Republicans to demand answers from military brass over pronoun ‘play acting’ training in hearing on Hill

The U.S. military is currently experiencing an unprecedented recruiting crisis, and congressional Republicans want to know why.

And so to that end, the Senate Armed Services Committee is holding a hearing early Wednesday morning about this crisis.

Speaking with Fox News on Tuesday, committee members Sens. Joni Ernst and Rick Scott, both Republicans, drew a link between the current crisis and their own past experiences in the military.

“My family didn’t have much growing up, and the Navy gave me the opportunity for a better life and a better education – it can provide that for so many kids across our nation,” Scott said for his part.

“But unfortunately, this administration has made their focus more on pushing the failed agenda of the radical Left than building a lethal force and advertising the opportunities our military provides and how great our service can be for one’s life. When our military is more focused on achieving some diversity metric rather than defeating our enemies, our national defense and the American people lose,” he added.

Ernst concurred.

“The military’s purpose is to fight and win—not crusade for social causes. As a combat veteran, this is personal to me. The Department of Defense must act urgently to fix waning recruitment and retention—and ultimately to build a more lethal force. Our adversaries are watching,” she said.

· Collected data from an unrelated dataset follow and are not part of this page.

PR #20713, opened 2026-09-14
fix(example): serialize concurrent chat persistence

ahsan-syed-32:
### Motivation

There was a race condition in the Next.js file backed chat store where concurrent writes would interfere with each other and result in updates getting clobbered. The chat state should be persisted sequentially per chat in order to make sure that requests get handled reliably and stream operations work properly.

### Changes

* Per chat write queue has been added to serially execute read-modify-write cycle.
* `saveChat` and `appendMessageToChat` methods have been updated to use the queue.
* Persistence was awaited in critical places in chat API route, including initial saving, completing stream and creating a resumable stream.
* Added regression test for concurrent updates to multiple fields of the chat state.

### Testing

* Passed regression test with Vitest.
* Passed formatting checks with Oxfmt.
* Succeeded building Next.js example.
* Succeeded running full workspace `type-check` and `check`.

Overall, these changes prevent clobbering of concurrent chat updates while keeping current file-store behavior intact.


ArshVermaGit (commented):
Could you please add a test that verifies concurrent saveChat calls for the same chat are actually serialized and that no updates are lost? The route changes correctly await the persistence operations, but a regression test would help confirm the new per-chat queue prevents the race condition described in the PR.

PR #20754, opened 2026-09-14
fix(ai): report abnormal realtime WebSocket closes

gr2m:
## Summary

- preserve abnormal WebSocket close codes and reasons
- route unexpected closes through the existing session error path
- keep clean code-1000 closures unchanged
- add transport and Live-session regression coverage

## Testing

- pnpm exec vitest --config vitest.node.config.js --run src/realtime/browser-realtime-transport.test.ts src/realtime/realtime-live-websocket.test.ts
- pnpm type-check:full
- pnpm check


packages/ai/src/realtime/browser-realtime-transport.ts
```diff
@@ -109,16 +118,17 @@ export class BrowserRealtimeTransport {
...
         this.ws = null;
+        const closeError = getCloseError(event);
         const complete = () => {
           if (this.epoch !== epoch) return;
           clearTimeout(this.drainTimer);
           this.epoch++;
           codec.dispose();
           try {
-            this.onClose();
+            this.onClose(closeError);
```
kkdawkins, line 135: The session callback drops this error once ready unless the model declares `finalization: "session-close"`. Existing OpenAI, Gateway, Google, xAI, and Cartesia models omit that capability, so a 1011 close still becomes `disconnected` without calling `onError`. Can we handle this in `realtime-session.ts` and add a ready legacy-session test?

packages/ai/src/realtime/browser-realtime-transport.ts
```diff
@@ -109,16 +118,17 @@ export class BrowserRealtimeTransport {
       if (this.ws === ws) this.fail(new Error('WebSocket connection error'));
     };
 
-    ws.onclose = () => {
+    ws.onclose = event => {
       if (this.ws === ws) {
```
kkdawkins, line 126: For network failures, browsers fire `error` before `close`. Our `onerror` calls `fail()`, which clears `this.ws`, so this guard drops the close event and its code. Can we preserve the close details in that path and test `error` followed by an unclean 1006 close?

kkdawkins (approved):

PR #20787, opened 2026-09-15
feat(google): realtime session options for Gemini 3.8 Live

kkdawkins:
## Background

Google's Gemini 3.8 Live models (`gemini-3.8-live`, `gemini-3.8-live-extended-thinking`) add session options the realtime provider could not express, and change one lifecycle signal:

- The extended thinking model rejects a `setup` without `thinkingConfig.thinkingLevel` (`low` | `medium` | `high`) or `thinkingBudget`, and rejects a `setup` that sends both. Every other Live model rejects `thinkingConfig` entirely.
- Tools run `NON_BLOCKING` by default (audio keeps streaming while a call is in flight); `gemini-3.8-live` can opt back into `BLOCKING`.
- On the extended thinking model `turnComplete` no longer means the model is idle. Google now sends `interactionStatus` (`IN_PROGRESS` | `IDLE` | `WAITING_FOR_INPUT`) and `waitingForInput` messages for that.

## Summary

- `GoogleRealtimeModelOptions`: add `thinkingConfig` (`thinkingLevel`, `thinkingBudget`, `includeThoughts`) and `defaultToolBehavior` (`'BLOCKING' | 'NON_BLOCKING'`).
- `buildGoogleSessionConfig`: merge `thinkingConfig` into `generationConfig`; on background-reasoning Live models default to `thinkingLevel: 'low'` when the caller sets neither knob (gated on the model name, skipped when `thinkingBudget` is set, never applied to models that reject `thinkingConfig`); stamp `behavior` on each `functionDeclaration`.
- `parseServerEvent`: forward `interactionStatus` and `waitingForInput` as `custom` events with `rawType` set, matching how `goAway` / `sessionResumptionUpdate` / `generationComplete` are already surfaced. A first-class field would need a spec change in `@ai-sdk/provider`, so this patch keeps them as custom events deliberately.
- Docs: new "Gemini 3.8 Live" section under Realtime Models in the Google provider page.
- Changeset: patch for `@ai-sdk/google`.

## Verification

- `pnpm --filter @ai-sdk/google build`, `pnpm test` (824 passing), `pnpm type-check`, `pnpm lint` — all green.
- New mapper tests cover: explicit thinking config merged into `generationConfig`, the `low` default (bare model id and `models/` prefix, with and without other config, under a raw `generationConfig` provider option), no default when `thinkingBudget` is set, no default on non-reasoning Live models, `defaultToolBehavior` applied to every declaration, explicit per-tool behavior preserved, and both new custom events.
- Validated end-to-end against both live models with a local build of this branch: the extended thinking model accepts `low`/`medium`/`high`, rejects `minimal`, rejects `thinkingLevel` + `thinkingBudget` together, and emits `interactionStatus: IDLE` after `turnComplete`.


gr2m (approved):

packages/google/src/realtime/google-realtime-model-options.ts
```diff
@@ -20,4 +20,43 @@ export type GoogleRealtimeModelOptions = {
...
+   * reasoning and function calls while streaming audio responses. Not
+   * supported by latency-optimized models (e.g. `gemini-3.8-live`).
+   */
+  thinkingConfig?: {
+    /**
+     * Thinking effort level. `gemini-3.8-live-extended-thinking` requires
+     * exactly one of `thinkingLevel` or `thinkingBudget`; the setup is
+     * rejected with neither or both.
+     */
+    thinkingLevel?: 'LOW' | 'MEDIUM' | 'HIGH';
```
n1ckoates: if this is required by Google, why don't we set a default value so users don't need to configure it themselves?

n1ckoates (approved):

packages/google/src/realtime/google-realtime-model-options.ts
kkdawkins: Good call — done in 26ff9b2. `buildGoogleSessionConfig` now sends `thinkingLevel: 'low'` on background-reasoning Live models when the caller sets neither knob, so a plain `getToken({ model: 'gemini-3.8-live-extended-thinking' })` works out of the box.

Two constraints shaped it:
- It has to be model-gated, not unconditional: every *other* Live model (`gemini-3.8-live`, `gemini-3.1-flash-live-preview`, the translate model) rejects `thinkingConfig` outright. Gating is a small regex on the `-live…thinking` model-name shape, in the style of `getMinimumThinkingLevelForGemini3Model`.
- It's skipped when `thinkingBudget` is set, since Google rejects a setup carrying both.

Picked `low` because it's a voice model and `high` adds noticeable dead air. Also switched the enum to lowercase to match `google-language-model-options` (verified `low|medium|high` on the wire; `minimal` is rejected by the Live model so it's not offered).

PR #20809, opened 2026-09-15
fix(provider-utils): preserve download DNS protection under wrapped fetch

kkdawkins:
## Summary

Default validated downloads in Node.js currently use the DNS-pinned transport only while global `fetch` remains the original Node function. Framework or instrumentation wrappers installed before or after SDK initialization cause the downloader to use the replacement global transport, bypassing connect-time DNS validation.

- Select the protected Node download transport independently of global fetch identity.
- Keep explicit custom transports and trusted-origin behavior intact.
- Preserve platform fetch for Bun, Deno, Cloudflare Workers, and framework edge runtimes, including Node-compatible process objects.
- Add a provider-utils patch changeset and update secure-fetching documentation.

## Regression coverage

Local TCP-listener tests with controlled DNS prove wrapped fetch can reach a loopback address while guarded downloads reject before opening a connection. Cases cover wrapping before/after module initialization, endpoint and redirect helpers, forwarding global fetch explicitly, and blob downloads. The eight wrapped-global cases fail against the original implementation.

Additional tests cover missing global fetch, explicit custom fetch, trusted origins, runtime compatibility, and failing closed when Node built-in loading fails. No external network is used by these regressions.

## Validation

- Provider-utils full Node and Edge suites on Node 24.14.0: 874 Node tests and 860 Edge tests passed.
- Safe-fetch regression files on Node 26.5.0: 25 tests passed.
- Initial provider-utils Node/Edge suites and package builds passed on Node 22.22.2.
- `pnpm check`
- `pnpm type-check:full`
- `git diff --check`


n1ckoates (approved):

tombryden:
@kkdawkins @n1ckoates I think this is causing a breaking bug with image generation through AI Gateway.

Every generateImage call that passes image URLs fails with:

`AI Gateway answered 500: Failed to download <image url>: Error: Cannot find module 'undici'`

I think this is likely due to bundler missing the dependency because of `createRequire(getCurrentModulePath())('undici');` syntax in `packages/provider-utils/src/safe-node-fetch.ts`.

Another member of the panel, Sen. Eric Schmitt, told Fox News that he’s looking forward to questioning Pentagon officials on their commitment to upholding national safety versus fighting “culture wars at home.”

“The goal of our military should be to meet global challenges facing America with decisive authority, not to wage culture wars at home,” he said.

“I look forward to questioning top military officials…to get more answers and ensure that our military is laser-focused on addressing the challenges that our adversaries pose to our country and our freedoms,” he added.

What he meant is that the U.S. military should be teaching soldiers how to survive abroad in the middle of war, not how to, as an example, use “gender pronouns.”

Likewise, the U.S. military should not be forcing West Point cadets to participate in role-playing exercises on “respecting the pronouns people prefer.” And yet, according to Republican Reps. Michael Waltz and Jim Banks, they have been.

“Cadets were forced to participate in preferred pronoun play-acting during training time allotted to prevent sexual assault in the military,” Banks confirmed to Fox News.

And so to that end, this week the two congressmen submitted a letter to West Point Superintendent Lt. Gen. Steve Gilland demanding answers:

“This exemplifies how divisive and radical left wing ideologies are creeping into our service academies at the expense of consensus and reasonable goals. Chairman Waltz and I will continue to hold accountable partisan officials who are poisoning our military with wokeness,” Banks added.

Waltz is the chair of the House Military Readiness Subcommittee.

“Over the last two years we’ve seen a disturbing trend taking place at our military academies that puts politics over service,” he said in his own statement to Fox News.

“We have an obligation to ensure military academies such as West Point are prioritizing the education and training of future military officers rather than implementing the political priorities of the Biden Administration. Every minute our soldiers spend in sensitivity training is a minute they could be at the rifle range. Chinese and Russian soldiers certainly won’t be focused on what pronoun a U.S. soldier uses,” he added.

Dovetailing back to the recruiting crisis, Sen. Tommy Tuberville said that last year the U.S. Army missed its recruitment goals by a whopping 15,000 recruits.

That’s “more than an entire division,” he said.

“While the Biden administration declares climate change a national security threat, our real enemies are growing in strength and numbers. … This year is shaping up to be even worse. This national security emergency ought to be a wake-up call for Pentagon leadership but they’ve refused to take responsibility. It’s time for them to get serious about keeping our country safe,” Tuberville added.

The problem, of course, is that all this “wokeness” is coming straight from the top, as Thomas Spoehr, the director of the Center for National Defense at The Heritage Foundation, explained in a piece written last year.

“The largest threat [American veterans] see by far to our current military is the weakening of its fabric by radical progressive (or ‘woke’) policies being imposed, not by a rising generation of slackers, but by the very leaders charged with ensuring their readiness,” he wrote.

“Wokeness in the military is being imposed by elected and appointed leaders in the White House, Congress, and the Pentagon who have little understanding of the purpose, character, traditions, and requirements of the institution they are trying to change,” he added.